Strengths and limitations

According to Lincoln and Guba,47 the trustworthiness of a qualitative study is founded on four pillars: dependability, confirmability, credibility and transferability.47 In order to ensure dependability and confirmability, the authors have tried to provide a clear description on how the study was performed as well as citations to support the results. None of the authors have any type of relationship with the participants. The first author has experience advising parents when a child has a fever but has never worked in any of the participants’ workplaces. Together with the research group, the first author continuously reflected on her own preunderstanding to avoid bias. Interviews were performed, since this may be considered the most common tool to collect data for this kind of study.24 Since Larsson and Holmström25 believe that approximately 20 interviews are sufficient to find all the different perceptions that can exist in a group, the 24 interviews that were conducted were considered an appropriate amount of data to handle and they were judged to be rich in different perceptions. Due to the COVID-19 pandemic, the interviews were done via videoconference call, and although most of the participants were accustomed to this way of communicating, it could limit the participants’ ways of expressing themselves. Investigator triangulation was used to ensure credibility. Two of the five authors had experience in the phenomenographic method, and all of the authors had experience in qualitative methods. A particularly large focus was on separating what belonged to first-order and second-order perspectives, as this is a fundamental aspect of the phenomenographic analysis. The findings were continuously reflected on until consensus arose. To ensure that the reader can assess transferability to their own setting, settings and participants were described thoroughly. There may be differences in the educational and healthcare systems of different countries, though, which should be taken into consideration.

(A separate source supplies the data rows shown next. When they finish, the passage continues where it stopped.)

PR #10638, opened 2026-05-20
Use None instead of the none_type alias in generated SDK type annotations

### LINKED ISSUE #10531: Replace `none_type = type(None)` indirection usage for better static analyzer support

The current use of `none_type = type(None)` for type annotations in the OpenAPI generated code causes significant issues for static analyzers like Pylance/Pyright and Mypy. While technically valid under PEP 484, it introduces indirection that breaks type narrowing.

Replace, for example:
```python
# mode_utils.py
`none_type = type(None)`

# data_meta_read.py
class IDataMetaRead(IModelData):
    # ...
    frames: typing.Union[list[FrameMeta], none_type]
```

With standard PEP 484 notation:
```python
class IDataMetaRead(IModelData):
    # ...
    frames: list[FrameMeta] | None # (or `Optional[list[FrameMeta]]` for broader compatibility)
```

Unfortunately, I haven't found a magic comment (e.g. `# pyright: ignore`, `# type: ignore`, etc.) that disables the type parsing failure. The inability for `none_type = type(None)` to be correctly resolved to the `None` singleton means type `Unknown` gets introduced and flows throughout usage of the cvat_sdk package. And introducing additional runtime code just to make static anayzers happy shouldn't be necessary, and it mostly doesn't work anyway. That `Unknown` is rather persistent once it's introduced.

### Additional context

I've opened a [related issue](https://github.com/microsoft/pyright/issues/11407) in the Pyright repo about how this technically-correct indirection isn't handled correctly. Rather than wait for them to accept it as a bug and fix it, I propose the cvat openapi-generator templates are updated to more modern syntax that is more static analyzer friendly.

officialasishkumar:
### Motivation and context

Fixes #10531.

The Python SDK is generated with openapi-generator. For nullable fields and
return values, the templates emit type annotations that reference the
`none_type` alias, e.g. in `cvat_sdk/api_client/model/data_meta_read.py`:

```python
frames: typing.Union[list[FrameMeta], none_type]
```

`none_type` is a module-level alias defined as `none_type = type(None)` and
imported from `cvat_sdk.api_client.model_utils`. The indirection is valid at
runtime, but static type checkers cannot resolve a plain module-level variable
used in a type position. Pyright/Pylance report `Variable not allowed in type
expression (reportInvalidTypeForm)` and degrade every nullable field to
`Unknown` (e.g. `list[FrameMeta] | Unknown`), and that `Unknown` then
propagates through any code that consumes the SDK. This was deliberately left
untouched when the hand-written SDK code was modernized in #10064 ("kept the
old syntax in generator templates"); this PR addresses the remaining generated
annotations.

This PR changes the generator post-processing step (`make_type_annotation`) to
emit the `None` singleton instead of the `none_type` alias, so the generated
annotations become:

```python
frames: typing.Union[list[FrameMeta], None]
```

`None` is special-cased by the typing system and resolves correctly in all type
checkers, while remaining equivalent to the previous annotation. The change is
intentionally limited to the public type annotations: the `none_type` alias is
still used by the runtime type metadata (`openapi_types`, the `ApiClient`
parameter tables, etc.), so its import remains required and unchanged.

### How has this been tested?

- Regenerated the SDK with the updated post-processing
  (`./cvat-sdk/gen/generate.sh`) and confirmed:
  - no `none_type` remains in any type-annotation position (only in runtime
    type metadata and docstrings, as before);
  - all generated modules byte-compile and import successfully.
- Reproduced the original problem and verified the fix with Pyright on a
  faithful minimal example (alias imported from another module, mirroring the
  generated layout):
  - **before** — `error: Variable not allowed in type expression`; the field
    resolves to `list[int] | Unknown`;
  - **after** — no error; the field resolves to `list[int]`.
- Ran Pyright over the whole regenerated `cvat_sdk/api_client/model/` tree:
  no `none_type`-related diagnostics remain.

### Checklist

### License

### DIFF
--- a/cvat-sdk/gen/postprocess.py
+++ b/cvat-sdk/gen/postprocess.py
@@ -67,6 +67,14 @@ class Replacer:
         # single optional arg pattern
         type_repr = re.sub(r"^(.+, none_type)$", r"typing.Union[\1]", type_repr)
 
+        # Emit the None singleton instead of the none_type alias (none_type = type(None)).
+        # The indirection is valid at runtime, but static type checkers (Pyright/Pylance,
+        # mypy) can't resolve it to None, so every nullable field degrades to Unknown/Any
+        # in the public type annotations. None resolves correctly and is equivalent here.
+        # The none_type alias is still used by the runtime type metadata (openapi_types,
+        # etc.), so its import remains required. See cvat-ai/cvat#10531.
+        type_repr = re.sub(r"\bnone_type\b", "None", type_repr)
+
         return type_repr
 
     allowed_actions = {
--- a/changelog.d/20260520_120000_asishkumar_sdk_none_type_annotations.md
+++ b/changelog.d/20260520_120000_asishkumar_sdk_none_type_annotations.md
@@ -1,0 +1,6 @@
+### Fixed
+
+- \[SDK\] Generated type annotations for optional fields and return values no
+  longer use the `none_type` alias, which prevented static type checkers
+  (Pyright/Pylance) from resolving the annotated types
+  (<https://github.com/cvat-ai/cvat/pull/10638>)


cvat-sdk/gen/postprocess.py
```diff
@@ -67,6 +67,14 @@ def make_type_annotation(self, type_repr: str) -> str:
         # single optional arg pattern
         type_repr = re.sub(r"^(.+, none_type)$", r"typing.Union[\1]", type_repr)
 
+        # Emit the None singleton instead of the none_type alias (none_type = type(None)).
+        # The indirection is valid at runtime, but static type checkers (Pyright/Pylance,
+        # mypy) can't resolve it to None, so every nullable field degrades to Unknown/Any
+        # in the public type annotations. None resolves correctly and is equivalent here.
+        # The none_type alias is still used by the runtime type metadata (openapi_types,
+        # etc.), so its import remains required. See cvat-ai/cvat#10531.
+        type_repr = re.sub(r"\bnone_type\b", "None", type_repr)
```
SpecLad, line 76: It seems that the `none_type` annotation only ever occurs inside unions, so perhaps you can combine this substitution with the previous one?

Conclusion and relevance to clinical practice

Giving advice to parents when their child has a fever is a process where the nurse needs to listen, assess and give advice based on the situation. This requires a correct assessment that depends on the parents’ story. Creating a trusting relationship is perceived as necessary for parents to assimilate the advice that is provided. What dominates are the nurses’ perceptions of the inner qualities required to achieve a balance in the process, for example, the importance of experience and security in their professional role, while it is also necessary to get support from colleagues. This study can be used as a foundation for discussion and reflection for nurses who work with this type of advising, but also as teaching material for students. It can also help nurses from different parts of the healthcare system to understand each other’s work. Future research should focus on how interactions between nurses and parents affect the outcome of the advice-giving process from the view of both parents and nurses.

Data availability statement

Deidentified data may be available on reasonable request via the corresponding author.

Ethics statements

Patient consent for publication

Ethics approval

This study involves human participants and was approved by the Swedish Ethical Review Authority, dnr: 2020-03731. Participants gave informed consent to participate in the study before taking part.